Is there any evidence of ancient Earthquake Early Warning?

Volcanic eruptions and seismic activy have long existed since the formation of our planet. Upon recent decades archaeologists have found that ancient cultures also knew about frecuent ocurrence of natural disasters and therefore came up Earthquake- Resistant Construction techniques as mentioned by J. M. Driessen for Journal of the Society of Architectural Historians in 1987.

This is the case for the Minoan civilization who flourished in the Middle Bronze Age on the island of Crete located in the eastern Mediterranean from c. 2000 BCE until c. 1500 BCE. By the early 20th century, the archaeologist Sir Arthur Evans was first person to uncover thr ruins of a highly developed civilation. Upon his many discoveries, it has been found that the first palaces were constructed around 2000 BCE and, following destructive earthquakes and fires, rebuilt again c. 1700 BCE. These second palaces survived until their final destruction between 1500 BCE and 1450 BCE, once again by either earthquake, fire, or possibly invasion (or a combination of all three).

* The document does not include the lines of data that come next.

PR #11784, opened 2024-04-19
Fix #11780: Fix resource handling to allow raw JS code

### LINKED ISSUE #11780: Cannot upgrade to 13.0.8. Some strange behaviour with omnifaces
### Describe the bug

This example works in PF 13.0.7 but does not work in 13.0.8
```
      xmlns:o="http://omnifaces.org/ui"
      xmlns:f="http://xmlns.jcp.org/jsf/core">
<f:view>
    <h:head></h:head>
    <h:body>
        <c:if test="true">

        </c:if>
        <o:onloadScript>
            console.log('hi');
        </o:onloadScript>
        <h:form>
            <h1>
                This example works in PF 13.0.7 but does not work in PF 13.0.8
            </h1>
            <p:autoComplete id="acSimple" value="#{autocompleteViewBean.value}"
                            completeMethod="#{autocompleteViewBean.complete}" scrollHeight="250"/>
        </h:form>
    </h:body>
</f:view>
</html>
```

In order for this to fail it has to have both a <c:if> and a <o:onloadScript>, so I'm not sure where is the bug, but it was working in previous versions. 

I provided a minimal reproducer in https://github.com/cocorossello/primefaces-test

To run it:
`mvn clean jetty:run -Pmyfaces23next`

Then open http://localhost:8080/primefaces-test/ and check that the autocomplete doesn't work (the call is performed and I can see the results in the xhr response but the update is lost somehow).

Change PF version to 13.0.7 and it works again

### Reproducer

_No response_

### Expected behavior

_No response_

### PrimeFaces edition

None

### PrimeFaces version

13.0.8

### Theme

_No response_

### JSF implementation

MyFaces

### JSF version

2.3-next-M7

### Java version

17

### Browser(s)

_No response_

melloware:
Fix #11780: Fix resource handling to allow raw JS code

@tandraschko what happens is for some reason MyFaces sends this and Mojarra doesn't.

```xml
<update id="javax.faces.Resource"><![CDATA[
            console.log('hi');
        ]]></update>
```

When you try and convert that to Jquery `var $content = $(content);` it throws an error because that is not valid Jquery content.  So I had to add a `catch` and say add the raw `content` to the head if an error is thrown.

### DIFF
--- a/primefaces/src/main/resources/META-INF/resources/primefaces/core/core.ajax.js
+++ b/primefaces/src/main/resources/META-INF/resources/primefaces/core/core.ajax.js
@@ -315,23 +315,7 @@ if (!PrimeFaces.ajax) {
                     PrimeFaces.ajax.Utils.updateBody(content);
                 }
                 else if (id === PrimeFaces.ajax.RESOURCE) {
-                    // #11714 Iterate through each script and stylesheet tag in the content
-                    // checking if resource is already attached to the head and adding it if not
-                    $(content)
-                        .filter("link[href], script[src]")
-                        .each(function() {
-                            var $resource = $(this);
-                            var $head = $("head");
-                            var src = $resource.attr("href") || $resource.attr("src");
-                            var type = this.tagName.toLowerCase();
-                            var $resources = $head.find(type + '[src="' + src + '"], ' + type + '[href="' + src + '"]');
-
-                            // Check if script or stylesheet already exists and add it to head if it does not
-                            if ($resources.length === 0) {
-                                PrimeFaces.debug("Appending " + type + " to head: " + src);
-                                $head.append($resource);
-                            }
-                        });
+                    $('head').append(content);
                 }
                 else if (id === $('head')[0].id) {
                     PrimeFaces.ajax.Utils.updateHead(content);


tandraschko:
dont like that try/catch TBH
i would check for a src attr

melloware:
I am struggling with how though as `content` is just a string value?  And when you do `$(content)` JQuery throws an error.

melloware:
I am checking for sources and links here...

```js
var $content = $(content);
                        var filteredContent = $content.length > 0 ? $content.filter("link[href], script[src]") : $();

                        if (filteredContent.length === 0) {
                            PrimeFaces.debug("Adding content to the head because it lacks any JavaScript or CSS links...");
                            $head.append(content);
                        }
                        ```

But the catch is necessary for something that is not even a HTML element like `console.log()`.

**Comment by tandraschko** [comment]
maybe we should pass the node then and access via XML api

**Comment by melloware** [comment]
Let me poke around with that idea of using the node.

**Comment by tandraschko** [comment]
Do you have a reproducer for the original problem? Maybe we should just revert and fix the root problem

**Comment by melloware** [comment]
The original issue I can definitely watch happen in real time but having trouble isolating why.  But this user from 6 years ago has the exact same issue: https://forum.primefaces.org/viewtopic.php?t=71210

And he couldn't figure out why but for some reason JSF thinks it needs to send the JS and CSS for a component again after its been loaded, unloaded, and reloaded all while on the same page.

**Comment by melloware** [comment]
i will revert for now and re-open that ticket.

**Comment by melloware** [comment]
Also I would like to understand why MyFaces duplicates the script in head and eval.

```xml
<partial-response id="j_id__v_0">
	<changes>
		<update id="javax.faces.Resource"><![CDATA[
            console.log('hi');
        ]]></update>
		<update id="j_id_9:acSimple"><![CDATA[<ul class="ui-autocomplete-items ui-autocomplete-list ui-widget-content ui-widget ui-corner-all ui-helper-reset" role="listbox"><li id="j_id_9:acSimple_item_0" class="ui-autocomplete-item ui-autocomplete-list-item ui-corner-all" data-item-label="Result 1" data-item-value="Result 1" data-item-class="">Result 1</li><li id="j_id_9:acSimple_item_1" class="ui-autocomplete-item ui-autocomplete-list-item ui-corner-all" data-item-label="Result 2" data-item-value="Result 2" data-item-class="">Result 2</li><li id="j_id_9:acSimple_item_2" class="ui-autocomplete-item ui-autocomplete-list-item ui-corner-all" data-item-label="Result 3" data-item-value="Result 3" data-item-class="">Result 3</li></ul>]]></update>
		<update id="j_id__v_0:javax.faces.ViewState:1"><![CDATA[YTFlMDk1NzRjYzBmMTlmYjAwMDAwMDAx]]></update>
		<eval><![CDATA[console.log('hi');]]></eval>
	</changes>
</partial-response>
```

tandraschko:
Both are propably bugs in the impls, we should create issues there

melloware:
ok let me create issues there.

melloware:
Actually I started with OmniFaces his the `<o:onloadScript>` is what triggered this to begin with: https://github.com/omnifaces/omnifaces/issues/804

The palaces were well-appointed, monumental structures with large courts, colonnades, ceilings supported by tapered wooden columns. The lack of windows, the size of the rooms, roof and floor construction, and the presence of partition walls, all indicate of the vast knowledge of natural disasters in the area and therefore helped improve the anti-seismic capability of Minoan houses. By developing cornices ring beams, and wooden frames as flexible construction material ‘Villa of the Lilies’ at Amnissos is a clear example of the this highly developed construction technique during the Bronze Age in Crete.

As mentioned before, Dr. Driessen believes that with frequency of these earthquakes, Minoans not only implemented Earthquake- Resistant Construction techniques but also developed earthquake prevention mechanisms that were later used throught Aegen Sea as architectural koiné in earthquake-stricken areas in the ancient Mediterranean and Near East, and much later implemented by the Romans.